#### Data extract ####

PR #1807, opened 2026-08-26
Add parameters for tuning barrier primal and dual regularization

yuwenchen95:
Adds two new barrier-method solver parameters, `barrier_primal_regularization` and `barrier_dual_regularization`, that let the caller set the initial regularization values used for the barrier method's augmented KKT system on the first factorization:

- `-1` (default): automatic, preserving today's existing heuristics (`has_soc ? 1e-8 : 1e-6` for primal, `adaptive_reg ? 1e-8 : 0` for dual).
- Any non-negative value: used verbatim as the starting regularization instead of the heuristic.

If `--barrier-adaptive-regularization` is enabled, these values are just the *starting point* — the adaptive policy still scales them up/down on later iterations based on iterative-refinement quality.


cpp/include/cuopt/mathematical_optimization/constants.h
```diff
@@ -51,6 +51,8 @@
 #define CUOPT_BARRIER_PRESOLVE_BOUND_FREE_VARIABLES "barrier_presolve_bound_free_variables"
 #define CUOPT_BARRIER_ITERATIVE_REFINEMENT          "barrier_iterative_refinement"
 #define CUOPT_BARRIER_ADAPTIVE_REGULARIZATION       "barrier_adaptive_regularization"
+#define CUOPT_BARRIER_PRIMAL_PERTURB                "barrier_primal_perturb"
```
chris-maes: I think `CUOPT_BARRIER_PRIMAL_REGULARIZATION` would be better a better name.

cpp/include/cuopt/mathematical_optimization/constants.h
```diff
@@ -51,6 +51,8 @@
...
+#define CUOPT_BARRIER_DUAL_PERTURB                  "barrier_dual_perturb"
```
chris-maes: I think `CUOPT_BARRIER_DUAL_REGULARIZATION` would be a better name. 

The alternative is `CUOPT_BARRIER_DUAL_PERTURBATION`. But I think regularization is better than perturbation here.

chris-maes (approved):
LGTM. Thanks

PR #1808, opened 2026-08-26
Reduce GPU/host synchronization overhead in barrier termination check

yuwenchen95:
## Description

Reduces GPU/host synchronization overhead in the barrier LP/QP/SOCP solver's per-iteration termination-check computation.

Previously, computing residual norms, the barrier parameter `mu`, and the primal/dual objectives at the start of `barrier_solver_t::solve` and at the end of every barrier iteration was split across three separate functions (`compute_residual_norms`, `compute_mu`, `compute_primal_dual_objective`), each of which read its GPU reduction/dot-product results back to the host individually via a blocking `rmm::device_scalar::value(stream)` — i.e. a `cudaMemcpyAsync` + full stream synchronize per value, several times per iteration.

This PR fuses all three into a single `compute_residual_norms_mu_and_objective`: every reduction/dot-product kernel now writes into its own slot of a shared device buffer (`d_reduction_results_`), and the host readback is a single batched copy + one stream sync at the end (`h_reduction_results_`, with `d_reduce_temp_storage_` as shared cub scratch space). New reusable primitives (`enqueue_norm_inf_into`, `enqueue_sum_into`, `enqueue_max_into`) in `vector_math.cuh` support writing reductions into a caller-supplied slot/scratch buffer instead of allocating and blocking per call. The old `gpu_compute_residual_norms`, `compute_residual_norms`, `compute_mu`, and `compute_primal_dual_objective` (including their unused `CHECK_OBJECTIVE_GAP` debug path) are removed as dead code now that both call sites use the fused function.

No behavior change to the solver's numerics — same reductions, same values, just fewer synchronization points. Benchmarked with no regression across LP, QP, QCQP, and SOCP problem classes.


cpp/src/linear_algebra/vector_math.cuh
```diff
@@ -68,6 +69,63 @@ f_t device_custom_vector_norm_inf(InputIteratorT in, i_t size, rmm::cuda_stream_
   return d_out.value(stream_view);
 }
 
+// Same reduction as device_custom_vector_norm_inf, but writes into a caller-supplied device
+// pointer (and reuses a caller-supplied temp-storage buffer) instead of allocating a private
+// rmm::device_scalar and blocking on .value(). Lets callers batch several reductions and defer
+// the host readback to a single copy + sync.
+template <typename i_t, typename f_t, typename InputIteratorT>
+void enqueue_norm_inf_into(
```
rg20:
```suggestion
void enqueue_norm_inf_into_async(
```

cpp/src/linear_algebra/vector_math.cuh
```diff
@@ -68,6 +69,63 @@ f_t device_custom_vector_norm_inf(InputIteratorT in, i_t size, rmm::cuda_stream_
...
+  tmp.resize(temp_storage_bytes, stream_view);
+
+  cub::DeviceReduce::Sum(tmp.data(), temp_storage_bytes, in, out, size, stream_view);
+}
+
+// Max reduction (with a floor of 0, matching this codebase's existing
+// thrust::reduce(..., f_t(0), thrust::maximum<f_t>()) usage) into a caller-supplied device
+// pointer/temp-storage buffer, deferring the host readback (see enqueue_norm_inf_into).
+template <typename i_t, typename f_t, typename InputIteratorT>
+void enqueue_max_into(
```
rg20: Instead of implementing for each operation, why not just templatize the op or sending op as argument? 

Also enqueue does not make sense here, you are already specifying the pointer to which the result should be written right?  

May be lets just call it something like: 
`void reduce_to_async(`

cpp/src/barrier/barrier.cu
```diff
@@ -2079,6 +2076,14 @@ class iteration_data_t {
   transform_reduce_pair_helper_t<f_t> transform_reduce_pair_helper_;
   sum_reduce_helper_t<f_t> sum_reduce_helper_;
 
+  // Staging area for compute_residual_norms_mu_and_objective: several independent GPU
+  // reductions/dot-products write into slots of d_reduction_results_, then a single copy into
+  // h_reduction_results_ + one stream sync reads them all back at once instead of one sync each.
+  static constexpr i_t kNumScalarBatchSlots = 12;
```
rg20: Can you move all this logic/data to a struct called `barrier_reduce_helper_t`  (or something similar)

cpp/src/barrier/barrier.cu
```diff
@@ -3828,182 +3793,149 @@ void barrier_solver_t<i_t, f_t>::compute_next_iterate(iteration_data_t<i_t, f_t>
...
-  const f_t mu_denom = data.complementarity_degree(data.x.size(), data.n_upper_bounds);
-  mu                 = (data.sum_reduce_helper_.sum(data.d_complementarity_xz_residual_.begin(),
-                                    data.d_complementarity_xz_residual_.size(),
-                                    stream_view_) +
-        data.sum_reduce_helper_.sum(data.d_complementarity_wv_residual_.begin(),
-                                    data.d_complementarity_wv_residual_.size(),
-                                    stream_view_)) /
-       mu_denom;
-}
+  constexpr i_t kSlotPrimalResidual = 0;
```
rg20: Let the struct handle this logic

cpp/src/barrier/barrier.cu
```diff
@@ -3828,182 +3793,149 @@ void barrier_solver_t<i_t, f_t>::compute_next_iterate(iteration_data_t<i_t, f_t>
...
+  // single-stream FIFO ordering, so that the single sync at the bottom is enough for every
+  // result to be ready on the host.
+  enqueue_norm_inf_into<i_t, f_t>(data.d_primal_residual_.data(),
+                                  data.d_primal_residual_.size(),
+                                  d_batch + kSlotPrimalResidual,
+                                  data.d_reduce_temp_storage_,
+                                  stream_view_);
+  enqueue_norm_inf_into<i_t, f_t>(data.d_bound_residual_.data(),
+                                  data.d_bound_residual_.size(),
+                                  d_batch + kSlotBoundResidual,
```
rg20:
```suggestion
                                  d_reduction_helper.primal_residual(),
```

cpp/src/barrier/barrier.cu
```diff
@@ -3828,182 +3793,149 @@ void barrier_solver_t<i_t, f_t>::compute_next_iterate(iteration_data_t<i_t, f_t>
...
     RAFT_CUBLAS_TRY(raft::linalg::detail::cublasdot(lp.handle_ptr->get_cublas_handle(),
                                                     data.d_Qx_.size(),
                                                     data.d_Qx_.data(),
                                                     1,
                                                     data.d_x_.data(),
                                                     1,
-                                                    d_xQx.data(),
+                                                    d_batch + kSlotXQx,
                                                     stream_view_));
-    quad_objective = 0.5 * d_xQx.value(stream_view_);
```
rg20, line 3915: Is this intentional?

cpp/src/barrier/barrier.cu
chris-maes: Agree. Putting this in a struct would be cleaner.

cpp/src/barrier/barrier.cu
chris-maes: +1

cpp/src/barrier/barrier.cu
chris-maes: I agree, you don't want to have to know about the right slot. Using a name function here would be cleaner.

cpp/src/barrier/barrier.cu
```diff
@@ -3828,182 +3793,149 @@ void barrier_solver_t<i_t, f_t>::compute_next_iterate(iteration_data_t<i_t, f_t>
...
+
+  const bool has_soc       = data.has_cones();
+  const i_t linear_xz_size = data.linear_xz_size(data.d_complementarity_xz_residual_.size());
+  auto linear_xz_span =
+    raft::device_span<const f_t>(data.d_complementarity_xz_residual_.data(), linear_xz_size);
+
+  // All enqueue calls below must stay on stream_view_: correctness relies on strict
+  // single-stream FIFO ordering, so that the single sync at the bottom is enough for every
+  // result to be ready on the host.
+  enqueue_norm_inf_into<i_t, f_t>(data.d_primal_residual_.data(),
```
chris-maes: As discussed below it would be better if this was named something like `reduce`

cpp/src/barrier/barrier.cu
```diff
@@ -3828,182 +3793,149 @@ void barrier_solver_t<i_t, f_t>::compute_next_iterate(iteration_data_t<i_t, f_t>
...
+                             stream_view_);
 
   RAFT_CUBLAS_TRY(raft::linalg::detail::cublasdot(lp.handle_ptr->get_cublas_handle(),
                                                   data.d_c_.size(),
                                                   data.d_c_.data(),
                                                   1,
                                                   data.d_x_.data(),
                                                   1,
-                                                  d_cx.data(),
+                                                  d_batch + kSlotCx,
```
chris-maes: As discussed above, it would be better to have a way to avoid the `kSlot`

cpp/src/barrier/barrier.cu
chris-maes: I think this is just computed later.

chris-maes, line 3915: Please make sure this is still done later.

cpp/src/barrier/barrier.cu
```diff
@@ -3828,182 +3793,149 @@ void barrier_solver_t<i_t, f_t>::compute_next_iterate(iteration_data_t<i_t, f_t>
...
-    std::abs(objective_gap_1 - (xz + wv)),
-    rdx,
-    rpy,
-    rwv,
-    p,
-    y);
-#endif
+  const f_t* h = data.h_reduction_results_.data();
+
+  primal_residual_norm          = std::max(h[kSlotPrimalResidual], h[kSlotBoundResidual]);
```
chris-maes: Here and below, it's a bit ugly to use this `h[Slot...]` to access these values. If you placed this in a struct say `barrier_reduce_helper_t` you could do something like

```
barrier_reduce_helper_t rh;
// Perform reduction 
primal_residual_norm = std::max(rh.primal_residual_norm, rh.bound_residual_norm);
dual_residual_norm = rh.dual_residual_norm;
```

cpp/src/linear_algebra/vector_math.cuh
chris-maes: Yeah `reduce_async` or `async_reduce` is a good name for this.

chris-maes (changes requested):
Very cool. Some minor requests around making the code cleaner. Thanks for the nice work

cpp/src/linear_algebra/vector_math.cuh
yuwenchen95: Thanks for pointing it out @rg20! I added `_async` to those operations that are synchronized.

cpp/src/barrier/barrier.cu
yuwenchen95: I have moved those changes into a new class `barrier_reduce_helper_t` as suggested.

cpp/src/barrier/barrier.cu
yuwenchen95: I created an Enum within the new class to handle it.

cpp/src/barrier/barrier.cu
yuwenchen95: Now, it is hidden in the member function of the new class.

cpp/src/barrier/barrier.cu
yuwenchen95: Yeah, the computation is reordered and computed after the data move from GPU to CPU.

cpp/src/barrier/barrier.cu
```diff
@@ -230,6 +230,144 @@ static void fill_linear_cc_rhs(raft::device_span<f_t> out,
...
+
+  // Raw device slots for the caller's own cublasdot() calls.
+  f_t* cx_slot() { return d_results_.data() + kCx; }
+  f_t* by_slot() { return d_results_.data() + kBy; }
+  f_t* uv_slot() { return d_results_.data() + kUv; }
+  f_t* xqx_slot() { return d_results_.data() + kXQx; }
+
+  // Single batched device-to-host copy + the one stream synchronize needed before any accessor
+  // below can be read.
+  void sync(rmm::cuda_stream_view stream_view)
```
rg20:
```suggestion
  void sync_to_host(rmm::cuda_stream_view stream_view)
```

or `copy_to_host` 

`sync` itself is misleading

cpp/src/barrier/barrier.cu
```diff
@@ -230,6 +230,144 @@ static void fill_linear_cc_rhs(raft::device_span<f_t> out,
...
+  {
+    raft::copy(h_results_.data(), d_results_.data(), static_cast<i_t>(kCount), stream_view);
+    stream_view.synchronize();
+  }
+
+  f_t primal_residual_norm() const
```
rg20: this assumes that sync is called before, maybe its okay, 

but it is safer to check if the data is in sync.  You can have a boolean `host_is_dirty`  and set it `false` once the sync is called. Whenever a reduce call is made set this to `true`.

cpp/src/barrier/barrier.cu
```diff
@@ -230,6 +230,144 @@ static void fill_linear_cc_rhs(raft::device_span<f_t> out,
   RAFT_CHECK_CUDA(stream);
 }
 
+// Batches the independent GPU reductions/dot-products needed by
+// compute_residual_norms_mu_and_objective (primal/dual/complementarity residual norms, mu, and
+// primal/dual objectives) into one on-device results buffer and one host readback + stream sync.
+template <typename i_t, typename f_t>
+class barrier_reduce_helper_t {
```
chris-maes, line 237: This is cleaner. Thank you. 

One additional suggestion: I think it might be better if this class just handled the async reductions. Rather than doing both the async reductions and the mathematics of how to combine elements. 

I would leave the math in the code itself. So that the reader can see it. And just use this abstraction for pulling down everything at once.

cpp/src/barrier/barrier.cu
```diff
@@ -230,6 +230,144 @@ static void fill_linear_cc_rhs(raft::device_span<f_t> out,
...
+  // below can be read.
+  void sync(rmm::cuda_stream_view stream_view)
+  {
+    raft::copy(h_results_.data(), d_results_.data(), static_cast<i_t>(kCount), stream_view);
+    stream_view.synchronize();
+  }
+
+  f_t primal_residual_norm() const
+  {
+    return std::max(h_results_[kPrimalResidual], h_results_[kBoundResidual]);
```
chris-maes: I would leave this math in the main code. Rather than putting it in this class.

cpp/src/barrier/barrier.cu
```diff
@@ -230,6 +230,144 @@ static void fill_linear_cc_rhs(raft::device_span<f_t> out,
...
+  }
+  f_t dual_residual_norm() const { return h_results_[kDualResidual]; }
+  f_t complementarity_residual_norm() const
+  {
+    f_t result = std::max(h_results_[kComplXzLinear], h_results_[kComplWv]);
```
chris-maes: I would leave this math in the main code. Rather than putting it in this class.

cpp/src/barrier/barrier.cu
```diff
@@ -230,6 +230,144 @@ static void fill_linear_cc_rhs(raft::device_span<f_t> out,
...
+    if (has_soc_) { result = std::max(result, h_results_[kComplCone]); }
+    return result;
+  }
+  f_t mu(f_t mu_denom) const { return (h_results_[kMuXzSum] + h_results_[kMuWvSum]) / mu_denom; }
```
chris-maes: I would leave this math in the main code rather than putting it in this class.

cpp/src/barrier/barrier.cu
```diff
@@ -230,6 +230,144 @@ static void fill_linear_cc_rhs(raft::device_span<f_t> out,
...
+    kMuXzSum,
+    kMuWvSum,
+    kCx,
+    kBy,
+    kUv,
+    kXQx,
+    kCount
+  };
+
+  template <typename ReduceOpT>
```
chris-maes, line 352: Since these are used by barrier_reduce_helper_t I would move them before you introduce barrier_helper_t.

chris-maes: Oh whoops these are private functions. My mistake. This is good as is.

cpp/src/barrier/barrier.cu
```diff
@@ -3828,182 +3929,92 @@ void barrier_solver_t<i_t, f_t>::compute_next_iterate(iteration_data_t<i_t, f_t>
...
-                                                    d_xQx.data(),
+                                                    rh.xqx_slot(),
                                                     stream_view_));
-    quad_objective = 0.5 * d_xQx.value(stream_view_);
   }
 
-  primal_objective = d_cx.value(stream_view_) + quad_objective;
-  dual_objective   = d_by.value(stream_view_) - d_uv.value(stream_view_) - quad_objective;
-
-#ifdef CHECK_OBJECTIVE_GAP
```
chris-maes, line 3921: Please make sure this still works. It looks like you deleted the code for CHECK_OBJECTIVE_GAP. That code is not enabled by default. But it is still useful.

cpp/src/barrier/barrier.cu
```diff
@@ -3828,182 +3929,92 @@ void barrier_solver_t<i_t, f_t>::compute_next_iterate(iteration_data_t<i_t, f_t>
...
+  rh.sync(stream_view_);
+
+  primal_residual_norm          = rh.primal_residual_norm();
+  dual_residual_norm            = rh.dual_residual_norm();
+  complementarity_residual_norm = rh.complementarity_residual_norm();
+
+  const f_t mu_denom = data.complementarity_degree(data.x.size(), data.n_upper_bounds);
+  mu                 = rh.mu(mu_denom);
+
+  const f_t quad_objective = (data.Q.n > 0) ? 0.5 * rh.xqx() : f_t(0);
```
chris-maes: `xqx` is not a great name. Can you change this to `xTQx`?

cpp/src/barrier/barrier.cu
```diff
@@ -230,6 +230,144 @@ static void fill_linear_cc_rhs(raft::device_span<f_t> out,
...
+  }
+  f_t dual_residual_norm() const { return h_results_[kDualResidual]; }
+  f_t complementarity_residual_norm() const
+  {
+    f_t result = std::max(h_results_[kComplXzLinear], h_results_[kComplWv]);
+    if (has_soc_) { result = std::max(result, h_results_[kComplCone]); }
+    return result;
+  }
+  f_t mu(f_t mu_denom) const { return (h_results_[kMuXzSum] + h_results_[kMuWvSum]) / mu_denom; }
+  f_t cx() const { return h_results_[kCx]; }
```
chris-maes: Maybe `cTx`, `bTy`, and `xTQx`?

cpp/src/barrier/barrier.cu
```diff
@@ -230,6 +230,144 @@ static void fill_linear_cc_rhs(raft::device_span<f_t> out,
...
+  void mu_terms_async(const rmm::device_uvector<f_t>& d_xz,
+                      const rmm::device_uvector<f_t>& d_wv,
+                      rmm::cuda_stream_view stream_view)
+  {
+    sum_async(kMuXzSum, d_xz.data(), d_xz.size(), stream_view);
+    sum_async(kMuWvSum, d_wv.data(), d_wv.size(), stream_view);
+  }
+
+  // Raw device slots for the caller's own cublasdot() calls.
+  f_t* cx_slot() { return d_results_.data() + kCx; }
```
chris-maes: `cTx_slot`, `bTy_slot`, `uTv_slot`, and `xTQx_slot` would be better names.

cpp/src/barrier/barrier.cu
yuwenchen95: I only pulled scalar operations out of the new class. Is it expected?

cpp/src/barrier/barrier.cu
yuwenchen95: I can confirm all scalar operations are preserved.

cpp/src/barrier/barrier.cu
```diff
@@ -3828,91 +3960,70 @@ void barrier_solver_t<i_t, f_t>::compute_next_iterate(iteration_data_t<i_t, f_t>
...
+    raft::device_span<f_t> cone_dot = data.cones().scratch.template get_slot<0>();
+    data.cones().segmented_sum(
+      data.d_complementarity_xz_residual_.data() + data.cone_start(), cone_dot, stream_view_);
+    rh.cone_complementarity_residual_async(cone_dot, stream_view_);
+  }
+  rh.mu_terms_async(
+    data.d_complementarity_xz_residual_, data.d_complementarity_wv_residual_, stream_view_);
+
+  cublasHandle_t cublas_handle = lp.handle_ptr->get_cublas_handle();
+  rh.cTx_async(data.d_c_, data.d_x_, cublas_handle, stream_view_);
```
yuwenchen95, line 4004: Also abstract the async computation of `cTx`, `bTy` and `uTv` into the helper class.

cpp/src/barrier/barrier.cu
```diff
@@ -3828,91 +3960,70 @@ void barrier_solver_t<i_t, f_t>::compute_next_iterate(iteration_data_t<i_t, f_t>
...
-    RAFT_CUBLAS_TRY(raft::linalg::detail::cublasdot(lp.handle_ptr->get_cublas_handle(),
-                                                    data.d_Qx_.size(),
-                                                    data.d_Qx_.data(),
-                                                    1,
-                                                    data.d_x_.data(),
-                                                    1,
-                                                    d_xQx.data(),
-                                                    stream_view_));
-    quad_objective = 0.5 * d_xQx.value(stream_view_);
+    rh.xTQx_async(data.d_Qx_, data.d_x_, cublas_handle, stream_view_);
```
yuwenchen95, line 4011: The same abstraction for `xTQx`.

yuwenchen95 (commented):
I added more async functions in the helper class, trying to make math in `compute_residual_norms_mu_and_objective` more clear.

chris-maes (approved):
LGTM. Thanks for the change and the nice performance improvement on small models.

####

### To do
What is the number of lines in the data that hold the string "those"? Answer with the number only.

### Result of the task
2